Exercise prompt –
For the data below, give again exactly the lines from the one containing "This can't land" through the one containing "PR #7580, opened 2022-09-22", both ends included, and no others.

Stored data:
# # #

PR #2106, opened 2018-12-21
Update ios-devs.md

JulianMelzig:
Removed doubled "In" words from the docs.
Also changed the file extension from `jpeg` to `png`


JulianMelzig:
I signed it!

PR #2130, opened 2018-12-28
Remove duplicated widgets on catalog

wurikiji:


kwalrath:
I bet these duplicate entries were added because the widgets didn't appear in the expected (sub)category pages. I wonder if we should combine the entries, rather than just eliminating the duplicate entries.

/cc @sfshaza2

sfshaza2:
Thanks for your PR, @wurikiji, but we recently fixed this!

PR #2152, opened 2019-01-02
Adding info on branding.

sfshaza2:
Staged: 
https://sz-flutter.firebaseapp.com/tos
https://sz-flutter.firebaseapp.com/brand

Please review, @maguinis.


maguinis:
Scott and I JUST made a few tweeks to the copy -- could you please update then it will be good. @Sfshaza

PR #7207, opened 2022-05-27
migration guide for loadBuffer

jonahwilliams:
This can't land yet as the PR in question hasn't rolled into google

PR #7480, opened 2022-08-30
Missing `ImageProvider.loadBuffer` BC from list

AlexV525:
https://github.com/flutter/website/pull/7207 doesn't bring it to the list. Also, fix the trailing format issues.

image


AlexV525:
It should be okay if we land this tomorrow, after the freeze, and before the new version is released.

domesticmouse (approved):

PR #7580, opened 2022-09-22
Infrastructure and build optimizations

btobin:
- Optimizes build stages in Dockerfile, makes test stage an entrypoint
- Cleans up Makefile, adds new utility commands
- Removes unnecessary env vars and var files
- Upgrades check-links.sh script, makes this easy to run in Docker container and as part of build
- Removes null-safety tests 
- Removes unnecessary NPM packages
- Updates action build file, removing unnecessary installs and simplifying flow
- Updates README

@khanhnwin Take a look please and we can discuss!


sfshaza2 (commented):
LGTM. This sounds great, @btobin! I'm not merging because I want @khanhnwin to review.

domesticmouse (approved):

Dockerfile
```diff
@@ -1,40 +1,34 @@
...
-COPY ./ ./
+# ============== INSTALL FLUTTER ==============
+# TODO recommended to move to a SHA based install for security reasons
+FROM base AS flutter
 
-# So that we have the most up to date submodules
-RUN git submodule update --init --recursive
+# TODO to avoid issues/clashes with the host repo, and to one day remove 
+# the flutter submodule in the host repo, test with clone. Only issue we need 
+# more information on is why the local version would ever be detached or pinned
```
khanhnwin, line 24: This shouldn't happen anymore since we introduced Dependabot to keep all of the submodules up to date. So for most of the time, the flutter submodule be up to date with the latest on flutter/flutter, with the exception of maybe a ~24 hour delay if we haven't gottena round to reviewing the Dependabot PRs.

Dockerfile
```diff
@@ -44,7 +38,7 @@ ENV PATH="/app/flutter/bin:$PATH"
 
 # Used if wanting to build the container with a different branch
 # e.g. `make FLUTTER_BRANCH=dev build`
-# This is not to be confused with the $TEST_TARGET_CHANNEL
+# This is not to be confused with the $FLUTTER_TEST_BRANCH
 RUN if test -n "$FLUTTER_BRANCH" -a "$FLUTTER_BRANCH" != "stable" ; then \
```
khanhnwin, line 42: This has been around for a while but I'll just call it out - it might be better to make it `make FLUTTER_BRANCH=beta build` since dev doesn't exist anymore.

Dockerfile
```diff
@@ -44,7 +38,7 @@ ENV PATH="/app/flutter/bin:$PATH"
 
 # Used if wanting to build the container with a different branch
 # e.g. `make FLUTTER_BRANCH=dev build`
```
khanhnwin, line 40: This has been around for a while but I'll just call it out - it might be better to make it make FLUTTER_BRANCH=beta build since dev doesn't exist anymore.

Dockerfile
```diff
@@ -55,59 +49,97 @@ RUN if test -n "$FLUTTER_BRANCH" -a "$FLUTTER_BRANCH" != "stable" ; then \
...
-# -- Build target
-FROM test AS builder
+# ============== BUILD PROD JEKYLL SITE ==============
+FROM node AS build
 
 ENV JEKYLL_ENV=production
+RUN gem install bundler
+COPY Gemfile Gemfile.lock ./
+RUN bundle config set force_ruby_platform true
+RUN BUNDLE_WITHOUT="test development" bundle install --jobs=4 --retry=2 --quiet
```
khanhnwin, line 126: could we potentially want logs here? Is bundle install too noisy which is why --quiet is being used here?

tool/check-code.sh
```diff
@@ -87,86 +84,62 @@ function check_formatting() {
...
 
+# Extract snippets, analyze and check formatting
+# Null safety flag set
+EXAMPLE_ROOT="examples"
+echo "=> ANALYZING and testing apps in $EXAMPLE_ROOT/* --null-safety"
+
+for sample in $EXAMPLE_ROOT/*/*{,/*}; do
+
+  # Does it have a pubspec?
+  if [[ -d "$sample" && -e "$sample/pubspec.yaml" ]]; then
```
khanhnwin, line 95: Looks like GitHub Actions has 2-core CPUs. Could we try to run 2 of these sample tests in parallel at the same time? Something along the lines of.

test Sample1 &
test sample2 &
wait

Dockerfile
btobin: This was formerly to ensure that if the repo was pulled fresh and the submodules were NOT initialized, they would be correctly set up (should have been included in the build stage this round, so incomplete anyway!). This line though is likely why the current `build.yml` is not broken right now for builds with the `submodules: recursive` missing in the `deploy` job. I agree though, removing (next commit) in favor of it be performed by build file and manually via host setup for local dev.

Dockerfile
btobin: Yes, for the production build. Makes sense, I'll remove that with this commit.

tool/check-code.sh
btobin: Yes, absolutely - this would be the place to run these these on multiple threads. I suggest we get this new baseline in place, evaluate, then come back in and test these additional optimizations.

khanhnwin: Got it! You mentioned did that in the email, we can loop back on this one!

Makefile
```diff
@@ -74,121 +82,62 @@ emulate:
...
-		--build-arg RUBY_VERSION=${RUBY_VERSION} \
-		--build-arg NODE_VERSION=${NODE_VERSION} -t ${BUILD_TAG}:${BUILD_COMMIT} .
-	docker run --rm -it \
-		-v ${PWD}/tool:/app/tool ${BUILD_TAG}:${BUILD_COMMIT} bash
-	docker rmi -f ${BUILD_TAG}:${BUILD_COMMIT}
-
-# Build the production image
+# Usage `make debug-tests`
+debug-tests:
+	DOCKER_BUILDKIT=1 docker build --rm --target flutter -t flt-test .
```
khanhnwin, line 104: DOCKER_BUILDKIT=1 vs docker build is a performance improvement change right?

Makefile
```diff
@@ -74,121 +82,62 @@ emulate:
...
-# WARNING this can take long while to run!
-# # Usage: `make test TEST_TARGET_CHANNEL=<channel>`
+# WARNING this can take a while to run!
+# Usage: `make test FLUTTER_TEST_BRANCH=<channel>`
 test:
-	docker build --rm --target test \
-		--build-arg TEST_TARGET_CHANNEL=${TEST_TARGET_CHANNEL} \
-		--build-arg RUBY_VERSION=${RUBY_VERSION} \
-		--build-arg NODE_VERSION=${NODE_VERSION} -t ${BUILD_TAG}:${BUILD_COMMIT} .
+	DOCKER_BUILDKIT=1 time docker build --rm --target tests -t flt-test .
```
khanhnwin, line 92: time is so helpful! I'm thinking we can leave it even after improving the optimizations are implemented. It'll give us a good baseline in case the build time starts increasing again.

Makefile
```diff
@@ -205,26 +154,20 @@ else
 		--non-interactive \
 		--token ${FIREBASE_TOKEN} \
 		--project ${FIREBASE_ALIAS} \
-		--debug \
-		--json
```
khanhnwin, line 209: Why was this specifying `--json` before?

Makefile
```diff
@@ -205,26 +154,20 @@ else
...
+		--debug
 endif
 
-
 # All in one command to stage your build to a Firebase 
 # channel on your currently selected project
 # Usage: `make stage STAGE_NAME=foo`
-STAGE_NAME ?= docs
 stage:
```
khanhnwin, line 163: this doesn't need to be addressed now and can be a todo for later on, but it'd be nice to integrate automatic staging on PRs within `build.yml`!

tool/check-code.sh
```diff
@@ -87,86 +84,62 @@ function check_formatting() {
   fi
 }
 
+# Extract snippets, analyze and check formatting
+# Null safety flag set
+EXAMPLE_ROOT="examples"
+echo "=> ANALYZING and testing apps in $EXAMPLE_ROOT/* --null-safety"
```
khanhnwin, line 90: `--null-safety` in this line should be removed since it's removed from the test?

khanhnwin:
LGTM. This is looking so much better already. Thank you, @btobin!! @johnpryan Can you please give this PR a quick pass? Once John gets a chance to review, I think we're good to land!

Dockerfile
btobin: It's in the README, so I feel like that is probably enough?

Makefile
btobin: I had added it long ago for CI purposes, but the regular output is better I feel.

Makefile
btobin: Yes, mirror the Dart site? Great idea.

tool/check-code.sh
btobin: Another followup optimization might be not to use the local Docker container at all for tests, since it now _only_ uses Flutter. Using a 3rd party action might just be faster and worth testing for the CI side of things, and the container is great for local testing and completeness:

```
steps:
      - uses: actions/checkout@2541b1294d2704b0964813337f33b291d3f8596b
         with:
            submodules: recursive
      - uses: subosito/flutter-action@v2
         with:
            channel: ${{ matrix.channel }}
      - name: Test
         run: tool/test.sh --target ${{ matrix.channel }}
         continue-on-error: ${{ matrix.experimental }}
```

khanhnwin: the third party action would be good to look at after we parallelize the tests. Looks like the tests are responsible for majority of the build time, so breaking it out might only save us a few minutes?

Makefile
khanhnwin: gotcha

Makefile
khanhnwin: understood!

Makefile
khanhnwin: Yes!

Dockerfile
```diff
@@ -55,59 +50,94 @@ RUN if test -n "$FLUTTER_BRANCH" -a "$FLUTTER_BRANCH" != "stable" ; then \
...
+RUN npm install -g npm firebase-tools@11.0.1
+
+
+
+# ============== FLUTTER CODE TESTS ==============
+FROM flutter AS tests
+
+COPY ./ ./
+
+ARG FLUTTER_TEST_BRANCH=stable
```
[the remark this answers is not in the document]
khanhnwin: That env variable should specify whether stable / beta to run within test.sh. 

Though, I'm wondering - does specifying `run: make test FLUTTER_TEST_BRANCH=${{ matrix.branch }}` in build.yml override line 82 which says`ARG FLUTTER_TEST_BRANCH=stable`?

.devcontainer/devcontainer.json
```diff
@@ -0,0 +1,8 @@
+{
+	"name": "Flutter.dev",
```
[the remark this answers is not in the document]
btobin: I don't know much about that, .devcontainers are just a normal option these days for Dockerized environments - some VSCode devs appreciate them because it's easy to use and keeps them in the Editor. It's not required.

.github/workflows/link-validate.yml
```diff
@@ -20,8 +20,6 @@ jobs:
           submodules: "recursive"
       - name: Build
         run: make build
-        env:
-          DISABLE_TESTS: 1
```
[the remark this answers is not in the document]
btobin: This is removed in favor of optimized Docker build stages rather than using an ENV var to skip tests.

Dockerfile
```diff
@@ -1,50 +1,45 @@
...
       diffutils \
+      git \
+      lsof \
+      vim-nox \
       xdg-user-dirs \
-      nodejs && \
-      rm -rf /var/lib/apt/lists/*
+    && rm -rf /var/lib/apt/lists/*
 
+RUN echo "alias lla='ls -lAhG --color=auto'" >> ~/.bashrc
```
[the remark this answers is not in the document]
btobin: This is a convenience alias for anyone who is used to using `lla` to list files in color, sizes, etc - not required.

Dockerfile
```diff
@@ -1,50 +1,45 @@
...
-RUN bundle install
 
-# Install Node deps
-ENV NODE_ENV=development
-COPY package.json package-lock.json ./
-RUN npm ci
 
-COPY ./ ./
+# ============== INSTALL FLUTTER ==============
+# TODO recommended to move to a SHA based install for security reasons
```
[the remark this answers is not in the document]
btobin: That's different I believe, and I left that usage in play even though I'm not aware of why you are pinning a particular base image. I'm talking about [what's being done in Dart](https://github.com/dart-lang/site-www/blob/main/Dockerfile#L33).

Dockerfile
```diff
@@ -1,50 +1,45 @@
...
+FROM base AS flutter
+
+# TODO to avoid issues/clashes with the host repo, and to one day remove 
+# the flutter submodule in the host repo, test with clone. Only issue we need 
+# more information on is why the local version would ever be detached or pinned 
+# at a specific commit/hash???
```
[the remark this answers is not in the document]
btobin: There is no issue if the container is used as documented. Happy to remove if you think this commentary is confusing.

Dockerfile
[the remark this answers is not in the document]
btobin: Yes @khanhnwin, that Make arg is passed to the Docker build args, which then sets the container env var `FLUTTER_TEST_BRANCH` - which is the target "channel" to be used for running tests.

Dockerfile
```diff
@@ -1,50 +1,45 @@
...
 ENV FLUTTER_BIN=flutter/bin
 ENV PATH="/app/flutter/bin:$PATH"
 
-# Used if wanting to build the container with a different branch
-# e.g. `make FLUTTER_BRANCH=dev build`
-# This is not to be confused with the $TEST_TARGET_CHANNEL
+# Used if wanting to build the container with a different branch, this 
+# would change the current branch of and update the mirrored submodule
+# e.g. `make build FLUTTER_BRANCH=beta`
+# This is not to be confused with the $FLUTTER_TEST_BRANCH
```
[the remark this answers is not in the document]
btobin: Maybe it would be good to rename `FLUTTER_BRANCH` to `FLUTTER_BUILD_BRANCH`?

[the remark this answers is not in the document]
johnpryan: SGTM

Dockerfile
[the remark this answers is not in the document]
johnpryan: Is there an issue for this? That might be easier to track than a comment.

Dockerfile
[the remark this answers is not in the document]
johnpryan: Could you file an issue for this and link it here?

Dockerfile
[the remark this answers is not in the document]
johnpryan: Consider leaving this out...

johnpryan (approved):
LGTM overall - I would consider filing an issue for any TODOs and adding a link as part of the comment

khanhnwin:
Landed! Thanks y'all! @btobin only remaining AI on your end seems to be filing the Issues? I'll take a crack at parallelizing the tests!

Dockerfile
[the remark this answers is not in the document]
btobin: @johnpryan Removing this commentary in this [followup PR](https://github.com/flutter/website/pull/7737) rather than adding concern for a non-issue.

Dockerfile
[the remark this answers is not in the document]
btobin: Updated [here](https://github.com/flutter/website/pull/7737)

Dockerfile
btobin: Added comment in this [PR](https://github.com/flutter/website/pull/7737)

Dockerfile
```diff
@@ -55,59 +50,94 @@ RUN if test -n "$FLUTTER_BRANCH" -a "$FLUTTER_BRANCH" != "stable" ; then \
...
+# TODO recommended to move to a SHA based install for security reasons
+FROM flutter AS node
+
+RUN curl -sL https://deb.nodesource.com/setup_17.x -o node_setup.sh && \
+      bash node_setup.sh 1> /dev/null
+RUN apt-get update -q && apt-get install -yq --no-install-recommends \
+      nodejs \
+    && rm -rf /var/lib/apt/lists/*
+# Ensure latest NPM, install global Firebase CLI
+RUN npm install -g npm firebase-tools@11.0.1
```
ditman, line 73: It appears this change has broken the `check_link_references` in my pull request? `Node 17` seems to not be supported by `firebase-tools@11.0.1` (if I'm reading the error right)?

@btobin, can you take a look at: https://github.com/flutter/website/pull/7740 ? Thanks!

# # #

Worked solution –
This can't land yet as the PR in question hasn't rolled into google

PR #7480, opened 2022-08-30
Missing `ImageProvider.loadBuffer` BC from list

AlexV525:
https://github.com/flutter/website/pull/7207 doesn't bring it to the list. Also, fix the trailing format issues.

image


AlexV525:
It should be okay if we land this tomorrow, after the freeze, and before the new version is released.

domesticmouse (approved):

PR #7580, opened 2022-09-22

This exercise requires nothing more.